Sonia went with it. It didn’t usually take much coaxing for her to try something new. “But what am I gonna write about?” she thought. She immediately decided that none of the entries would cover her professional life. “What’s the point of making the auditors’ job any easier? And no love or romance either.”
Love was the least of her concerns. Sonia was always the one who broke things off—none of her men ever had the guts to dump her. She’d been married twice, and her two ex-husbands had vanished from her life without a trace. Sonia would crack jokes about that, saying that she’d bitten their heads off… and some other things, too. She had a lot of sex, plenty of interesting boyfriends, and a couple of girlfriends thrown in—women liked Sonia. She was always calm and had incredible stamina; they saw her the way they would have liked to see their men. Men liked her too, obviously; she was tender and open with them, and she always paid for her own drinks.

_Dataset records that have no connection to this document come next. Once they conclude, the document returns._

PR #17416, opened 2025-03-11
CAMEL-21812: camel-jbang - Provide an option in camel k8s to trust a …

tdiesler:
…given cert

https://issues.apache.org/jira/browse/CAMEL-21812

With this change, containers now use an enhanced version of run-java.sh (which we have had in jbang-core templates) as entrypoint for all runtimes.

The entrypoint (run-java.sh) now supports SSL_TRUSTSTORE_CERTIFICATES which you may already know from the Strimzi Kafka image.
When using `jbang camel kubernetes` you add certificates that you want the resulting java process to trust the set of input files and either use the SSL_TRUSTSTORE_CERTIFICATES envar directly or use `--property=ssl.truststore.certificates=...` which will then map to that envar.

For eaxmple like this

```
	jbang camel kubernetes export platform-http-files/* tls/* \
	--dep=org.apache.camel:camel-oauth:4.11.0-SNAPSHOT \
	--gav=examples:platform-http-oauth:1.0.0 \
	--property=camel.oauth.baseUri=https://keycloak.local/kc/realms/camel \
	--property=camel.oauth.redirectUri=http://127.0.0.1:8080/auth \
	--property=camel.oauth.logout.redirectUri=http://127.0.0.1:8080/ \
	--property=camel.oauth.clientId=camel-client \
	--property=camel.oauth.clientSecret=camel-client-secret \
	--property=ssl.truststore.certificates=tls/cluster.crt \
	--trait container.image-pull-policy=IfNotPresent \
	--ignore-loading-error=true \
	--image-builder=docker \
	--image-push=false \
	--runtime=camel-main
```
	
run-java.sh adds the given certificates to the truststore on startup.

Beyond camel-oauth, this generally gives our jbang generated images the ability to connect to arbitrary endpoints with TLS. When needed this could also move a layer down, such that it is generally supported in jbang camel (not limited to containers)


oscerd (approved):

davsclaus (approved):

gansheer (approved):

dsl/camel-jbang/camel-jbang-core/src/main/java/org/apache/camel/dsl/jbang/core/commands/ExportBaseCommand.java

So she started logging her dreams, attentively and in detail. She described the rooms and buildings she saw and the faces that appeared, transcribed conversations, drew trees, flowers, and wild animals that didn’t have names yet, sketching and carefully captioning meteors that had fallen on the city’s old neighborhoods, diagramming systems of mines that had been buried under sand dunes, and mugshots of serial killers who’d been caught and sentenced to hang. The murderers in her pictures looked like the crew of a ship—exhausted, yet unbroken—they all had some faint resemblance to one another, as is generally the case with men who spend a long time together in a confined space. This had all been welling up for so long, eventually she couldn’t restrain herself, so she showed it to her mom, who was still alive at the time. When she was done reading the diary, she told Sonia to burn it so she’d be able to sleep at night. She heeded her mother’s advice and burned the diary, but then she started another one right away, filling it with more portraits of men standing in profile.